**SOURCE MATERIAL**
PR #55, opened 2020-01-15
Basic flake.nix

jD91mZM2:
This allows you to use naersk more easily via the current version of [nix-flakes](https://youtu.be/UeBX7Ide5a0) (though it may rapidly change syntax, maybe it should be on its own branch for now) :)  
Btw, I saw your speech on NixCon via YouTube, it's really good!

Before:

```nix
{
  inputs.naersk = {
    url   = "github:nmattia/naersk";
    flake = false;
  };

  # Further down, inside outputs:
  packages = forAllSystems (system: {
    rnix-lsp = let
      naerskBuilt  = nixpkgs.legacyPackages."${system}".callPackage naersk {};
    in naerskBuilt.buildPackage {
      name = "rnix-lsp";
      src  = cleanSourceSomehow ./.;
      root = ./.;
    };
  });
}
```

After:

```nix
{
  inputs.naersk = {
    url   = "github:nmattia/naersk";
  };

  # Further down, inside outputs:
  packages = forAllSystems (system: {
    rnix-lsp = naersk.lib."${system}".buildPackage {
      name = "rnix-lsp";
      src  = cleanSourceSomehow ./.;
      root = ./.;
    };
  });
}
```

### DIFF
--- a/.gitignore
+++ b/.gitignore
@@ -1,1 +1,2 @@
 docparse/target
+/flake.lock
--- a/flake.nix
+++ b/flake.nix
@@ -1,0 +1,12 @@
+{
+  description = "Build rust crates in Nix. No configuration, no code generation. IFD and sandbox friendly.";
+
+  edition = 201909;
+
+  outputs = { self, nixpkgs }: let
+    forAllSystems = nixpkgs.lib.genAttrs [ "x86_64-linux" "x86_64-darwin" "i686-linux" "aarch64-linux" ];
+  in {
+    # Naersk is not a package, not an app, not a module... It's just a Library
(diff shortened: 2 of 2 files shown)


jD91mZM2:
What do you mean? [Here's a flake that uses the patched naersk](https://github.com/nix-community/rnix-lsp/blob/0a5c0a7c1dd1f47c40367573b94264d912da59d2/flake.nix), and you can use it using
```
nix app github:nix-community/rnix-lsp
```
which automagically runs the rnix-lsp executable thanks to the app section. You can also install the package itself using `nix profile install github:nix-community/rnix-lsp`.

I hope that answered your question?

nmattia:
I don't understand everything but... looks legit! thanks!

PR #60, opened 2020-02-06
Refactor config

nmattia:
TODO:
- [x] update documentation


docparse/src/main.rs
```diff
@@ -42,34 +42,48 @@ fn print_mk_attrs(mk_attrs: SyntaxNode) {
...
-            .expect("Is not OrDefault")
-            .default()
-            .and_then(|def| {
-                let shown = format!("{}", def);
-                if shown != "null" {
-                    Some(shown)
+        let v = e.value();
+        let mextra_note = if let Some(x) = v.clone().and_then(OrDefault::cast) {
+            x.default().and_then(|def| {
+                //let extra_note = format!("Default: `{}`", def);
```
nmattia: remove

nmattia:
That's a very good point. Will need to think about it. If we move to only functions, then I'll still keep the function-or-string logic and throw a meaningful error in case the arg is not a function.

PR #67, opened 2020-02-11
Add GitHub Actions linux check

nmattia:
Add actual bashlib code

Skip bashlib and move straight to install-nix

Install nix in install-nix

Fix install-nix broken string

Run tests on GitHub Actions

Simplify install-nix

Try cachix setup

Parallelize cache upload

Actually run tests

Remove parallel workaround


.github/workflows/test.yml
```diff
@@ -0,0 +1,25 @@
...
+  push:
+    branches:
+      - '*'
+
+jobs:
+  install-nix:
+    runs-on: ubuntu-latest
+    steps:
+      - uses: actions/checkout@v2
+      - uses: './.github/actions/nix'
```
zimbatm:
```suggestion
      - uses: cachix/install-nix-action@v6
```
If you don't want to bother doing it yourself. See https://github.com/cachix/install-nix-action

There is also https://github.com/cachix/cachix-action that might be useful.

nmattia: see https://github.com/nmattia/naersk/pull/67/files#diff-eff5c19ca00944a08dae2516e088448bR3, I'm not using it on purpose because I don't want all those node_modules

PR #74, opened 2020-02-18
Remap source path prefix

### LINKED ISSUE #71: Compiled binaries depend on the crate source code
When I build my [rust project](https://github.com/Xe/withinbot) as a Docker image, I get a ~200 MB image. This seems to be because every single one of the crates it depends on gets included into the resulting binary. Here is how I am building a docker image:

- https://github.com/Xe/withinbot/blob/master/docker.nix
- https://github.com/Xe/withinbot/blob/master/default.nix

How do I remove references to the crates from the compiled binary? The paths to the crates seem to live in the Rust panicinfo crud.

andrew-d:
This ensures that the final build artifact(s) don't depend on the entire original source code via paths in panic information.

Fixes #71 

cc @Xe

### DIFF
--- a/build.nix
+++ b/build.nix
@@ -121,6 +121,12 @@ let
     } | jq -cMr '.[]')
     '';
 
+  nixSourcesDir = symlinkJoin {
+    name = "crates-io";
+    paths = map (v: unpackCrate v.name v.version v.sha256)
+      crateDependencies ++ [ unpackedGitDependencies ];
+  };
+
   drv = stdenv.mkDerivation {
     name = "${pname}-${version}";
     inherit
@@ -136,11 +142,7 @@ let
       source = {
         crates-io = { replace-with = "nix-sources"; };
         nix-sources = {
-          directory = symlinkJoin {
-            name = "crates-io";
-            paths = map (v: unpackCrate v.name v.version v.sha256)
-              crateDependencies ++ [ unpackedGitDependencies ];
-          };
+          directory = nixSourcesDir;
         };
       } // lib.listToAttrs (
         map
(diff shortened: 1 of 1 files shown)


Xe:
This fixes it perfectly for me. Thanks!

nmattia:
@andrew-d thanks for the fix! Setting `RUSTFLAGS` will break a few builds at $WORK, I wonder if there's another way to set this up.

Xe:
Maybe have a "removeCrateReferences" boolean like  Go's package support has a "removeGoReferences" boolean?

nmattia:
Ok, thought about this a bit more. here's a plan:

* Instead of using `RUSTFLAGS`, we can use `CARGO_BUILD_RUSTFLAGS`. I use `CARGO_BUILD_RUSTFLAGS` in other projects because _I believe_ it takes precedence over `RUSTFLAGS`. I can't remember the exact reason, but I _think_ it's saner than `RUSTFLAGS`.
* I'll add `CARGO_BUILD_RUSTFLAGS` to the config; at the same time I'll change the `buildPackage` interface to allow passing in any env variables (much like `mkDerivation`). Right now the only way to set an environment variable is through the `override` option, which seemed like a good idea, but in practice is terrible.
* `CARGO_BUILD_RUSTFLAGS` will accept both a function and a list. When it's a list, it's appended to the default options. When it's a function, it takes a default value and generates a new list. The default value will be the above by default, or will be `[]` when (the new flag) `removeCrateReferences` is set to false.

@andrew-d thoughts? I'll prepare the change, then cherry-pick your commit. I'll also re-open a PR because I have no idea how to have GitHub Actions run of PRs from forks.

CC @basvandijk

nmattia:
Here's the first step, forwarding the user attributes: https://github.com/nmattia/naersk/pull/75

nmattia:
Closing in favor of https://github.com/nmattia/naersk/pull/76

I decided to do this dynamically, depending on which environment variables are already set. One of RUSTFLAGS or CARGO_BUILD_RUSTFLAGS is ignored when the other one is set, so by using whichever one is set, we cover most cases.

nmattia:
(Had to re-open a PR for the tests to run; I rebased and kept your commit @andrew-d )

andrew-d:
Sounds good to me - I really like how clean #75 is, and the fix in #76 looks good as well. Thanks for the quick response here 😀

PR #76, opened 2020-02-18
Remap source path prefix

### LINKED ISSUE #71: Compiled binaries depend on the crate source code

nmattia:
This adds the option `remapPathPrefix` which, when set to `true`, reduces the closure size by avoiding references to the source files in the nix store.

Closes #71 

Was #74 

CC @andrew-d

try this out: `niv update naersk -b nm-strip-refs`


build.nix
```diff
@@ -220,6 +226,25 @@ let
...
+      # Remove the source path(s) in Rust
+      if [ -n "$RUSTFLAGS" ]; then
+        RUSTFLAGS="$RUSTFLAGS --remap-path-prefix $crate_sources=/sources"
+        log "RUSTFLAGS (updated): $RUSTFLAGS"
+      elif [ -n "$CARGO_BUILD_RUSTFLAGS" ]; then
+        CARGO_BUILD_RUSTFLAGS="$CARGO_BUILD_RUSTFLAGS --remap-path-prefix $crate_sources=/sources"
+        log "CARGO_BUILD_RUSTFLAGS (updated): $CARGO_BUILD_RUSTFLAGS"
+      else
+        export CARGO_BUILD_RUSTFLAGS="--remap-path-prefix $crate_sources=/sources"
+        log "CARGO_BUILD_RUSTFLAGS (updated): $CARGO_BUILD_RUSTFLAGS"
```
basvandijk:
```suggestion
        log "CARGO_BUILD_RUSTFLAGS: $CARGO_BUILD_RUSTFLAGS"
```

build.nix
```diff
@@ -220,6 +226,25 @@ let
       log "cargo_test_options: $cargo_test_options"
       log "cargo_bins_jq_filter: $cargo_bins_jq_filter"
       log "cargo_build_output_json (created): $cargo_build_output_json"
+      log "crate_sources: $crate_sources"
+      log "RUSTFLAGS: $RUSTFLAGS"
+      log "CARGO_BUILD_RUSTFLAGS: $CARGO_BUILD_RUSTFLAGS"
+
+      ${lib.optionalString remapPathPrefix ''
+
+      # Remove the source path(s) in Rust
```
basvandijk: Maybe indent this block so that you can clearly see where the block begins and ends. But it's style so your call.

nmattia: let's ask `nixpkgs-fmt`

build.nix
nmattia: what do you mean? I'm printing a non-updated version above, here I want to point out that it's been updated.

build.nix
nmattia: `nixpkgs-fmt` is happy, though it does complain about `symlinkJoinPassViaFile` _cough cough_

PR #82, opened 2020-03-06
Set the cargo test option --test-threads to $NIX_BUILD_CORES

basvandijk:
Because it defaults to the number of cores which is often too much parallelism.


basvandijk:
This is causing problem in cargo tests which don't accept the `--test-threads` argument.

Closing in favor of: https://github.com/nmattia/naersk/pull/83.

PR #84, opened 2020-03-13
Fetch git specify ref

basvandijk:
This is to work around a bug in `builtins.fetchGit` where
specifying a `rev` which is not an ancestor of HEAD
results in a git error. When setting `ref` to `rev` we
force Nix to fetch the `rev`.

TODO: This hack can be removed once the following is
merged and released: NixOS/nix#3408

### DIFF
--- a/build.nix
+++ b/build.nix
@@ -218,12 +218,18 @@ let
         cargo_message_format="json"
       fi
 
+      # Rust's `libtest` defaults to running tests in parallel and uses as many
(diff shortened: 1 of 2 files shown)


basvandijk:
This was more of an experiment and I intend to remove this.

I think the longer term solution is to support `branch` and `tag` attributes in git sources like I implemented here: https://github.com/nmattia/naersk/pull/85

nmattia:
Gotcha, closing this then!

Issue #53, opened 2020-01-11
Cannot detect Cargo.toml's [workspace] with nested members declaration


Rizary:
Hi, I am using niv to add https://github.com/rust-analyzer/rust-analyzer/ into my project.

Then, I have the following code:
```
rust-analyzer-src = (import ./nix/sources.nix).rust-analyzer;
rust-analyzer = pkgs.naerks.buildPackage rust-analyzer-src;
```
into my `shell.nix`. However, when I try to run `nix-shell` I got the following error:

```opening file ' nix/store/r193....-source/crates/*/Cargo.toml': No such file or directory``` while the `crates` folder exists in the `rust-analyzer` package.

**Comment by Rizary** [comment]
For more information, here is the screenshot of the error:

![image](https://user-images.githubusercontent.com/7221768/72196060-40f04800-3448-11ea-825d-7fd249ea72be.png)

**Comment by Rizary** [comment]
Digging further, I think the problem lies in this code:

https://github.com/nmattia/naersk/blob/master/config.nix#L173-L178 of

```
    cargotomls =
      let
        readTOML = builtinz.readTOML usePureFromTOML;
      in
        { "." = toplevelCargotoml; } // lib.optionalAttrs isWorkspace
          (
            lib.listToAttrs
              (
                map
                  (
                    member:
                      {
                        name = member;
                        value = readTOML (root + "/${member}/Cargo.toml");
                      }
                  )
```

And in the rust-analyzer's Cargo.toml, the workspace contain `"crates/*"` value:
```
  
[workspace]
members = [ "crates/*", "xtask/" ]
```

Which reads literally `"crates/*"` by this `readTOML (root + "/${member}/Cargo.toml");`

Rizary:
### [Update]

I try to create some workaround like the following:

![image](https://user-images.githubusercontent.com/7221768/72199860-c4279300-3474-11ea-8e64-9069cd56d0bd.png)


But then I got the Error:

`Error: evaluation aborted with the following error message: 'Not implemented: type int'`

And I have no idea where to look at it in the code/rust-analyzer.

nmattia:
> the workspace contain "crates/*" value:

I had no idea that was possible! I'll fix this on Monday.

[...]

PR #86, opened 2020-03-18
Make sure `expandMember` works with a trailing slash

sean-bennett112:
I ran across this issue when trying to build [nushell](https://github.com/nushell/nushell/tree/1ec2ec72b5d772db8759905e03cb34b6409f5067). Their [Cargo.toml](https://github.com/nushell/nushell/blob/1ec2ec72b5d772db8759905e03cb34b6409f5067/Cargo.toml#L16) has a trailing slash in the globbing pattern, which breaks naersk with the same error seen in #53 

This fix addresses that specific issue, however the `members` field actually accepts a much more extensive [globbing syntax](https://docs.rs/glob/0.3.0/glob/struct.Pattern.html), at least according to the docs.

I'm hoping that more involved cases are relatively rare in practice. If anyone has a more extensive/less error-prone way of handling this, please do!

### DIFF
--- a/.github/actions/nix/install-nix
+++ b/.github/actions/nix/install-nix
@@ -62,7 +62,7 @@ save_cache() {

**TRY IT**
Check the entries above for the word "really" and copy every line where it turns up.

**ANSWER SECTION**
Btw, I saw your speech on NixCon via YouTube, it's really good!
Sounds good to me - I really like how clean #75 is, and the fix in #76 looks good as well. Thanks for the quick response here 😀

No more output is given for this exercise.